§ WHAT TO PRODUCE:
Read the records below and report each line in which "there" occurs.

§ RECORD EXCERPTS:

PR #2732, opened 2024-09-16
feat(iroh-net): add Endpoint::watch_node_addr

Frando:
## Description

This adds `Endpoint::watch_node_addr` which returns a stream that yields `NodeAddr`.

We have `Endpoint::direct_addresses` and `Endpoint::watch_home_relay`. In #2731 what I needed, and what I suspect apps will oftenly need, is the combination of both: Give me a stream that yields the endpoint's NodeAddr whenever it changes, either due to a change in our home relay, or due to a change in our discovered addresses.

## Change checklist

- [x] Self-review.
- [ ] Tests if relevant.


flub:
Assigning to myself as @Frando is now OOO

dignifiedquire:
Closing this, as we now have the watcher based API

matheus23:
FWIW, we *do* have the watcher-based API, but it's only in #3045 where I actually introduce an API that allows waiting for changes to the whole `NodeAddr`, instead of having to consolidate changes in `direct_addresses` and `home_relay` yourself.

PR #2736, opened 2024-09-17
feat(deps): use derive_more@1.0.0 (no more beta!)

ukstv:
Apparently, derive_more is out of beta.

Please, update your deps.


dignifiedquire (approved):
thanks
* * *
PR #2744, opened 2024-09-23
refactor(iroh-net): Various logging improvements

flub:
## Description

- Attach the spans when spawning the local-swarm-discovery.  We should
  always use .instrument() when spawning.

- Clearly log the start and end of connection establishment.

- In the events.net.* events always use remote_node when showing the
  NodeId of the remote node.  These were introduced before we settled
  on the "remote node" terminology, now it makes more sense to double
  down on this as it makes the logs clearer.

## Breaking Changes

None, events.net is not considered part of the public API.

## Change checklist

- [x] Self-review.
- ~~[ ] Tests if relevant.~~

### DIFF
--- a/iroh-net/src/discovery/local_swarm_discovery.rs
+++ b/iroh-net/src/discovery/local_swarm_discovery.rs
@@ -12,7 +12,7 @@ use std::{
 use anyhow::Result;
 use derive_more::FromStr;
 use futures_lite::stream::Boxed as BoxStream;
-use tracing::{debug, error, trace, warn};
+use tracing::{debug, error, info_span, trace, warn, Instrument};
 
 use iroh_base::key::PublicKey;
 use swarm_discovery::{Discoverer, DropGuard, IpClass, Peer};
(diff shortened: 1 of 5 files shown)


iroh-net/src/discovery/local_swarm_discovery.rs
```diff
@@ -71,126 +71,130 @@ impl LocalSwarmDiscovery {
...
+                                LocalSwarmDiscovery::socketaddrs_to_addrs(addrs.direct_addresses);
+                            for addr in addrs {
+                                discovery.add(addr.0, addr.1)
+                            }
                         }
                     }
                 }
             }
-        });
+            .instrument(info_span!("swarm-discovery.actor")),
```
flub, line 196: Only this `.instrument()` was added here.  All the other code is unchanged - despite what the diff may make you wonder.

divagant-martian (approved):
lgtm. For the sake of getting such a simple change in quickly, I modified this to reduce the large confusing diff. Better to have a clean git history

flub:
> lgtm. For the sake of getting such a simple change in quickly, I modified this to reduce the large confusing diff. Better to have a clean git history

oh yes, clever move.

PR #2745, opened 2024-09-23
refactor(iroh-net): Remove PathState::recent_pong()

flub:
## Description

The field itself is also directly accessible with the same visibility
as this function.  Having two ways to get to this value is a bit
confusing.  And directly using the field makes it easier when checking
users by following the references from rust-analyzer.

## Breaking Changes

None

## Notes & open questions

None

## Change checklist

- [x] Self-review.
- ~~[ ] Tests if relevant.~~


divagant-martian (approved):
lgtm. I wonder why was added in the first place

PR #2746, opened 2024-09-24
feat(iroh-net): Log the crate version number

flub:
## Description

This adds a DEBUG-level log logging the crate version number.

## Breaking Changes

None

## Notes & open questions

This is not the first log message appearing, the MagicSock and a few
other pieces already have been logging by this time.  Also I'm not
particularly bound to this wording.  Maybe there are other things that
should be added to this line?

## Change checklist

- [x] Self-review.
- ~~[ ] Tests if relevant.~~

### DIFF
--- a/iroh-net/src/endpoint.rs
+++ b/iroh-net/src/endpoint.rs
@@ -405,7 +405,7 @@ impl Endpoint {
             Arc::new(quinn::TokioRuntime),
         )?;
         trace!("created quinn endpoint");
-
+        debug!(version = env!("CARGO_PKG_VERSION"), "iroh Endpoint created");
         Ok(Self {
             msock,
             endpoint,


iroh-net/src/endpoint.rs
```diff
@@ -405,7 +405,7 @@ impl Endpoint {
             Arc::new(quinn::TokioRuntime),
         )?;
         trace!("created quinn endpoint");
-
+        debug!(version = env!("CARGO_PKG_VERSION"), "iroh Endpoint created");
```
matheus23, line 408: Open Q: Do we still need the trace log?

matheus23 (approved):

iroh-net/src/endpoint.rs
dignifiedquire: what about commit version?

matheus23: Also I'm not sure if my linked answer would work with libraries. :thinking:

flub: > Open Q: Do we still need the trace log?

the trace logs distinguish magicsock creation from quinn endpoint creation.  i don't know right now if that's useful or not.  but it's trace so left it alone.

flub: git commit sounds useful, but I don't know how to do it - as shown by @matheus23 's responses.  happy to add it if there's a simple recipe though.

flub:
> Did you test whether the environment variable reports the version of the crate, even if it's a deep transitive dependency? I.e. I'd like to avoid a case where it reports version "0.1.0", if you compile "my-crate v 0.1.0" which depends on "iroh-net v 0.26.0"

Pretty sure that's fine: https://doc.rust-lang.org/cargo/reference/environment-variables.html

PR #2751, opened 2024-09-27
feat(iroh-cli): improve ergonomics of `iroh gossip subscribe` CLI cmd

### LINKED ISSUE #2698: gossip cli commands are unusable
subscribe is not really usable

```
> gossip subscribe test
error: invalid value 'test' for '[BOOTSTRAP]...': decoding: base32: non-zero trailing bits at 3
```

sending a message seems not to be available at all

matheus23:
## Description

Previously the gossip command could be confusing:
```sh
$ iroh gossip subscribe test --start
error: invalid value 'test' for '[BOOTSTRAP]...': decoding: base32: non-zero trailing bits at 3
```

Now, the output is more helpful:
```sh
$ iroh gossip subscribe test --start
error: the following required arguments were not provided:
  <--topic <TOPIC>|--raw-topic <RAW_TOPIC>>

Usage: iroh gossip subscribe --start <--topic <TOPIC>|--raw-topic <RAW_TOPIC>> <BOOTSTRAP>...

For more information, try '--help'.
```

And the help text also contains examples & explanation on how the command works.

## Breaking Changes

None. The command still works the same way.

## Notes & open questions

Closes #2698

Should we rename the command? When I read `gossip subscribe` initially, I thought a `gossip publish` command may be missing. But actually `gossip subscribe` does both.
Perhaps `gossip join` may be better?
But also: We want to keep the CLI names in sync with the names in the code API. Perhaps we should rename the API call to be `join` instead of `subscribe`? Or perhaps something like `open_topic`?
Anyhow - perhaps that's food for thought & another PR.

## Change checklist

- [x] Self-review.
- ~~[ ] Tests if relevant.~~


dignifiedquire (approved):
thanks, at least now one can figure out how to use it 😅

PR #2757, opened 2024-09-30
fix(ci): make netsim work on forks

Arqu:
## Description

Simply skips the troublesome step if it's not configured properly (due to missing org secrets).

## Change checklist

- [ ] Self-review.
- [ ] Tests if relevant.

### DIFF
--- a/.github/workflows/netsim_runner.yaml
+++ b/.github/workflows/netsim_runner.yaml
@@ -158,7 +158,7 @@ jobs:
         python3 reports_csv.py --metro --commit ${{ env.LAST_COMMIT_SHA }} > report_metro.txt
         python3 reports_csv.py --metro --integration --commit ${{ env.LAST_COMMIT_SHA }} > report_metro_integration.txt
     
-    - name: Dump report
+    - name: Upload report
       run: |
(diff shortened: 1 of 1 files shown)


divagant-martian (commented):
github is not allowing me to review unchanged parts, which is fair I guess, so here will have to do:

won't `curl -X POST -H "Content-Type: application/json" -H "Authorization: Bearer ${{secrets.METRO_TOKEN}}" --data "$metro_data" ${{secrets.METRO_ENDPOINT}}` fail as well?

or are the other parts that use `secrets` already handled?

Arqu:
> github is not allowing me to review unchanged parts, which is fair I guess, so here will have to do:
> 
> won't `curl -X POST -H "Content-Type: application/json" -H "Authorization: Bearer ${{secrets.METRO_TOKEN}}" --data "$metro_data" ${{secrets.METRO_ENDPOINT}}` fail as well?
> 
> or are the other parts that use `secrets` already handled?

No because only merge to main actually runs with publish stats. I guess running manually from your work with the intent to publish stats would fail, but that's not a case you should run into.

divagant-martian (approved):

§ RESULT BELOW:
particularly bound to this wording.  Maybe there are other things that
flub: git commit sounds useful, but I don't know how to do it - as shown by @matheus23 's responses.  happy to add it if there's a simple recipe though.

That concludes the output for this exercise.